But what was happiness but an extravagance, an impossible state to maintain, partly because it was so difficult to articulate? He couldn't remember being a child and being able to define happiness: there was only misery, or fear, and the absence of misery or fear, and the latter state was all he has needed or wanted.
O livro está muito bem escrito. Estava com medo por ser tão longo, mas conseguiu cativar-me em quase toda a história; a escrita em si é bastante bonita. Está escrito na terceira pessoa e acho incrível como ainda assim consegue fazer-nos sentir tanto do que as personagens estão a sentir. Mais ainda depois de ter lido uma entrevista de 2015 com a autora que me fez pensar na questão deste livro se centrar num grupo de homens, já que Hanya acha que eles têm um vocabulário emocional mais pequeno que as mulheres, e devo dizer que concordei bastante com o ponto de vista dela. Deixo aqui o excerto do que ela disse sobre esta questão:
But I do think that men, almost uniformly, no matter their race or cultural affiliations or religion or sexuality, are equipped with a far more limited emotional toolbox. Not endemically, perhaps — but there’s no society that I know of that encourages men to put words to the sort of feelings — much less encourages their expression of those feelings — that women get to take for granted. Maybe this is changing with younger men, but I sometimes listen to my male friends talk, and can understand that what they’re trying to communicate is fear, or shame, or vulnerability — even as I find it striking that they’re not even able to name those emotions, never mind discuss their specificities; they talk in contours, but not in depth. But in order to name emotions, you have to be taught to name them. (...) In A Little Life, one of the things I most enjoyed exploring is how these men’s friendships, while close by anyone’s definition, are also built upon a mutual desire to not truly know too much. Again, I’m not saying that’s a bad or good thing — one needn’t confess everything to a friend to be known by him — but I do think that a friendship between two women (once again, for better or worse) is yoked by shared confessions.

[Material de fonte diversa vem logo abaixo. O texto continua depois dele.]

PR #136, opened 2015-04-13
Changed to use Pytest as the test runner #111

### LINKED ISSUE #111: Use pytest

mark-adams:
Resolves #111 
* Installed Pytest
* Converted all unittest-related assertions to normal `assert` statements
* Removed all references to unittest from the project

### DIFF
--- a/.coveragerc
+++ b/.coveragerc
@@ -3,3 +3,4 @@ omit =
     tests/*
     .tox/*
     setup.py
+    *.egg/*
--- a/.coveragerc
+++ b/.coveragerc
@@ -1,3 +1,5 @@
 [run]
-append = True
-source = jwt
+omit =
+    tests/*
+    .tox/*
+    setup.py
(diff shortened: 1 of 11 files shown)


jpadilla:
Great work with this! I'll look into [creating a pytest standalone script](https://pytest.org/latest/goodpractises.html#create-a-pytest-standalone-script) after this is in. It's what we use in [Django REST framework](https://github.com/tomchristie/django-rest-framework/blob/master/runtests.py).

mark-adams:
Any reason why we need the standalone Pytest script if `setup.py test` works? What benefit do we get?

jpadilla:
Not much benefit as is, other than considered "good practice", but I've grown fond of the one we use and having it run the tests as well as `flake8`.

mark-adams:
@jpadilla This is fixed-up and should be good to go now.

PR #139, opened 2015-04-16
README: Add example outputs as comments

Turbo87:


mark-adams:
Good point. I'd still like to see us use the doc-string convention though. I think it looks a little better

jpadilla:
@mark-adams you meant `>>>` instead of `>`?

```python
>>> import jwt
>>> jwt.encode({'some': 'payload'}, 'secret', algorithm='HS256')
'eyJhbGciOiJIUzI1NiIsInR5cCI6IkpXVCJ9.eyJzb21lIjoicGF5bG9hZCJ9.4twFt5NiznN84AWoo1d7KO1T_yoc0Z6XOpOVswacPZg'
```

I dig that better.

mark-adams:
Oh yea! That's what I meant.

Let's do that instead.

mark-adams:
Merging this and then I'll change the docstrings

PR #141, opened 2015-04-19
Added PyJWS

mark-adams:
So, eventually, I'd like to see us do more with JWS / JWE / JWK objects as well. (Probably as part of a 2.0 release).

At this point though, it makes sense to split up the JWS logic (signing and verification) from the JWT logic (JSON-encoding / -decoding of the payload and verification of the lcaims) into separate classes. That way it will be easier to make fixes to both branches (if we have bugs crop up) as we work on a 2.0.0 release branch over the next few months.

- Split `PyJWT` into `PyJWS` and `PyJWT` (inheriting from `PyJWS`)
- Split tests into JWS tests and JWT tests
- Split `PyJWT._validate_claims` into multiple `PyJWT._validate_<claim-name>` methods to simplify the code complexity a little bit


jpadilla:
@mark-adams oh yeah, this is a nice first step. I'm totally down for that. How about creating a new branch for v2 so we can instead merge all this work there in parallel to master?

mark-adams:
I think having a 2.0-develop branch would be a great idea! However, I think it might be a good idea to merge this PR into master, that way the JWS vs JWT logic will already be split out in master and any bugfixes that we need to make to the existing logic will be much less complicated to handle.

jpadilla:
@mark-adams gotcha, yea makes sense.

PR #152, opened 2015-04-26
`verify_expiration` was removed too soon

jpadilla:
Fix for #147

- Merge with `verify_exp` option
- Add deprecation warning

@mark-adams thoughts?

### DIFF
--- a/CHANGELOG.md
+++ b/CHANGELOG.md
@@ -6,8 +6,12 @@ This project adheres to [Semantic Versioning](http://semver.org/).
 
 [Unreleased][unreleased]
 -------------------------------------------------------------------------
-### Changed
 ### Fixed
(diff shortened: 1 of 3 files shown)


mark-adams:
Looks good. Make sure you don't forget the CHANGELOG

jpadilla:
@mark-adams thoughts on what I should include? Is it just an item under "deprecation" or are we also adding(back) something?

mark-adams:
I would add a bugfix:
* Added back `verify_expiration=` argument to `jwt.decode()` that was erroneously removed in release X

And a deprecation warning:
* `verify_expiration=` argument to `jwt.decode()` is now deprecated and will be removed in a future version. Use the `option=` argument instead

Lothiraldan:
The verify_expiration parameter is still used at some places in the README

jpadilla:
@Lothiraldan good catch, will update now.

Issue #130, opened 2015-04-05
Removing bin/jwt?


jpadilla:
Do we want to keep this around or just remove it? How useful is it really? Are people using it?

mark-adams:
I didn't even know it was in there until three days ago. I could see how it might be useful but I feel like we might be able to fill the role by incorporating behavior into `python -m jwt` if people really use it.

mark-adams:
If we have tests for it, I think its not a bad idea to leave it around. I could see it being useful.

dresiu:
Maybe it can be useful, but it destroy my interpreter because if I want to import jwt and for example decode function, it says that "AttributeError: 'module' object has no attribute 'decode'" because te Scripts dir (on Windows) is before site-packages in paths. It could be renamed.

PR #153, opened 2015-04-29
Refactor CI Support

mindw:
* Added appveyor support (testing on Windows) https://ci.appveyor.com/project/mindw/pyjwt
* Refactored tox.ini to eliminate duplication using recent tox features.
* Refactor setup.py
* Convert jwt script to entrypoint - make it usable on Windows.
* Refactor setup.py to eliminate customizations.


mark-adams:
Looks like things aren't quite right yet...

mindw:
Yes it is expected. The jwt script was moved to reside inside the source tree but no tests for it exist. Only two configurations retained they original name so they reflect a 10% drop in coverage.

It was always there, undetected.

mark-adams:
Yea, we either need to write tests for that thing or get rid of it as discussed in #130 to get rid of this coverage issue.

mindw:
What about the contrib stuff? Isn't it redundant given the use of cryptography?

mark-adams:
The contrib stuff is basically the old pre-cryptography code that we reintroduced a few months back. Some users who were using PyJWT reported they were unable to use RSA on Google App Engine because it doesn't allow for compiling modules with C extensions. As a result, cryptography isn't an option so we brought the code back so they could fallback on PyCrypto if needed in GAE and similar scenarios.

mindw:
Ok. Please note that you need to setup and account on appveyor for its badge.

Any other comments for this pull request?

setup.py
```diff
@@ -3,66 +3,46 @@
...
+from setuptools import find_packages, setup
 
+__version__ = None
+with open('jwt/__init__.py') as fp:
+    _locals = {}
+    for line in fp:
+        if line.startswith('__version__'):
+            exec(line, None, _locals)
+            __version__ = _locals['__version__']
+            break
```
jpadilla: @mindw any specific reason for these changes?

setup.py
```diff
@@ -77,7 +57,17 @@ def get_packages(package):
         'Programming Language :: Python :: 3.4',
         'Topic :: Utilities',
     ],
+    # install_requires=['cryptography'],
     test_suite='tests',
-    tests_require=['pytest', 'pytest-cov'],
-    cmdclass={'test': PyTest},
```
mark-adams: Why are we removing PyTest from here? Won't this break our existing `setup.py test` functionality?

tests/contrib/test_algorithms.py
```diff
@@ -2,7 +2,7 @@
 
 import pytest
 
-from ..utils import ensure_bytes, ensure_unicode, key_path
+from tests.utils import ensure_bytes, ensure_unicode, key_path
```
mark-adams: The relative import makes more sense here to me unless you have a strong justification for the change.

tox.ini
```diff
@@ -1,56 +1,21 @@
 [tox]
-envlist = py26, py27, py27-contrib-crypto, py27-nocrypto, py32, py33, py34, py34-contrib-crypto, py34-nocrypto, pep8
+envlist = py{26,27,32,33,34}-crypto, py{27,34}-contrib_crypto, py{27,34}-nocrypto, flake8
```
mark-adams: Nice! I didn't realize it supported that type of expansion

setup.py
mark-adams: I agree, why are we manually reading this in instead of doing a simple `import` like we were previously?

.travis.yml
```diff
@@ -1,18 +1,19 @@
 language: python
-sudo: false
+sudo: true
```
mark-adams: Why do we need sudo here?

setup.py
mindw: The import happens before any of the project dependencies are installed and it will fail in case they are missing. A better variant og the above is to have a _version.py file in the project with the version and 'exec' it.

mindw: I'm looking into using setuptools_scm instead which will eliminate the version bookkeeping alltogher,

.travis.yml
mindw: We don't. I'll revert it.

tox.ini
mindw: Yep, makes tox.ini files really small.

tests/contrib/test_algorithms.py
mindw: I prefer them too. Something complained or didn't work - need to retest.

setup.py
mindw: Need to look into that - perhaps switching to the more explicit setup.py pytest is acceptable?

setup.py
jpadilla: Oh I see when it might actually fail. Let's do this instead.

```python
def get_version(package):
    """
    Return package version as listed in `__version__` in `init.py`.
    """
    init_py = open(os.path.join(package, '__init__.py')).read()
    return re.search("__version__ = ['\"]([^'\"]+)['\"]", init_py).group(1)

version = get_version('jwt')
```

That's what we use [here](https://github.com/tomchristie/django-rest-framework/blob/master/setup.py).

setup.py
jpadilla: Let's leave this as is for now.

mindw: Out of curiosity, where are we using setup.py test?

mark-adams: Its a setuptools convention: http://pythonhosted.org//setuptools/setuptools.html#test-build-package-and-run-a-unittest-suite

i.e. Anytime you see a setup.py, you should be able to run `setup.py test` and run the tests for the package.

setup.py
mindw: You can see the discussion here for recommendations:
http://stackoverflow.com/questions/2058802/how-can-i-get-the-version-defined-in-setup-py-setuptools-in-my-package

Please review my latest version which eliminates '__version__' extraction completely while providing automatic version management.

jpadilla:
@mindw I think next steps here should be simplifying this PR down to the changes for appveyor, travis, and tox. I'm mostly :-1: on setuptools-scm as I don't think that's currently an issue. I'd like a separate PR for actually removing `bin/jwt` so we can actually track that and document the change correctly. Thanks again for your work on this!

@mark-adams I'm I missing something else?

mindw:
@mark-adams My apologies for the delayed answer.

The issue at had is how to share the version number between the package itself and the metadata. Currently there are two possibilities:
1. put the version in the setup.py (metadata) - As implemented by this pull request.
2. put the version in the package.

The reasons why options 1 is better are:
1. A single place for the version - eliminate duplication and reduces chances for errors (version = latest tag).
2. Provides a distinct PEP440 compliant version for every unofficial build.
4. Eliminate redundant code from setup.py (DRY - don't repeat yourself).
5. Shorten release procedure (tag, sdist, upload).

The perceived negatives are the the setup_requires dependencies. Which is irrelevant when providing wheels.
 
@jpadilla advocates 2. Which does not have the above additional advantages but is a solution to the problem. 
In addition, The recommended implementation differs from the one suggested by @jpadilla. The recommended way is to place a file inside the package (_version.py) containing the version into the package and place the following into setup.py:
```python
_locals = {}
with open('jwt/_version.py') as fp:
    exec(fp.read(), None, _locals)
__version__ = _locals['__version__']
```
Simple and compatible with any [pep 440](https://www.python.org/dev/peps/pep-0440/). 

A good discussion can be found [here](http://stackoverflow.com/questions/2058802/how-can-i-get-the-version-defined-in-setup-py-setuptools-in-my-package).

mindw:
@jpadilla It is unlikely I can spare the time and effort to split this small pull into even smaller parts. If it will help I can do some minor fixups.
Should the decision would be for options 2 I'll do the extra work for it.

It was never my intention for this to consume so much time.

mark-adams:
No worries. I pulled the approved commits into a separate PR so we can get them merged in. (#157). Thanks for contributing!

Feel free to submit additional PRs (for #130 or anything else)!

PR #154, opened 2015-05-05
Made options a mandatory argument to PyJWT._validate_claims

### LINKED ISSUE #148: Default value for options in _validate_claims is silly
There is no reason to specify a default value for `options` in the `_validate_claims` method. A value of `None` will just result in an error.

https://github.com/jpadilla/pyjwt/blob/ddbaf0008eac6559da5ebd1f24f68ee99ccb34b0/jwt/api_jwt.py#L76

mark-adams:
Made options a mandatory argument to PyJWT._validate_claims and reordered the arguments to reflect the change. Resolves #148.

### DIFF
--- a/jwt/api_jwt.py
+++ b/jwt/api_jwt.py
@@ -69,12 +69,12 @@ class PyJWT(PyJWS):
 
         if verify:
             merged_options = merge_dict(self.options, options)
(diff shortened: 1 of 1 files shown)


jpadilla:
LGTM if you want to include it on v1.2.0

Não tinha pensado tão a fundo neste ponto mas lembro-me de, num momento ou outro a meio da leitura, ter pensado superficialmente no quão bem me estava a ser expressado um sentimento de um ponto de vista de uma personagem masculina (e quão estranho isso era) - sei que pode soar parvo, mas isto que ela descreve eu sinto muito na vida real. E mesmo assim não posso deixar de concordar que simultaneamente me pareceu uma dinâmica muito masculina na perspectiva de que efectivamente estes homens não sabem quase nada sobre a vida uns dos outros. Se pudesse colocava tudo o que ela disse aqui, mas este post já vai suficientemente longo (com tanto ainda por dizer), pelo que deixo o convite para lerem a entrevista na íntegra porque vale a pena.
Não vou dizer que o livro é 100% perfeito, achei que se foi tornando um pouco repetitivo e talvez isso tenha surtido um efeito contrário ao que era suposto. Comecei a sentir uma certa dessensibilização: às tantas a história estava a expor-me tanto a situações dolorosas e traumáticas que eu comecei a deixar de sentir tanta empatia pela personagem e pelas suas dores, e comecei a pensar apenas: ok, já percebemos que é mesmo muito mau e que estás a sofrer mesmo muito, e que precisas de fazer mesmo isto vezes sem conta para te sentires melhor. Não me desapareceu a empatia por completo, continuou a ser uma leitura dolorosa e esta dessensibilização meio que ia e vinha; pelo que num momento estava cansada de ler sempre a mesma fórmula de sofrimento, mas no outro já estava encostada a um canto a chorar e a querer deixar este livro no congelador, como o Joey em Friends, porque estava a ser demasiado para aguentar.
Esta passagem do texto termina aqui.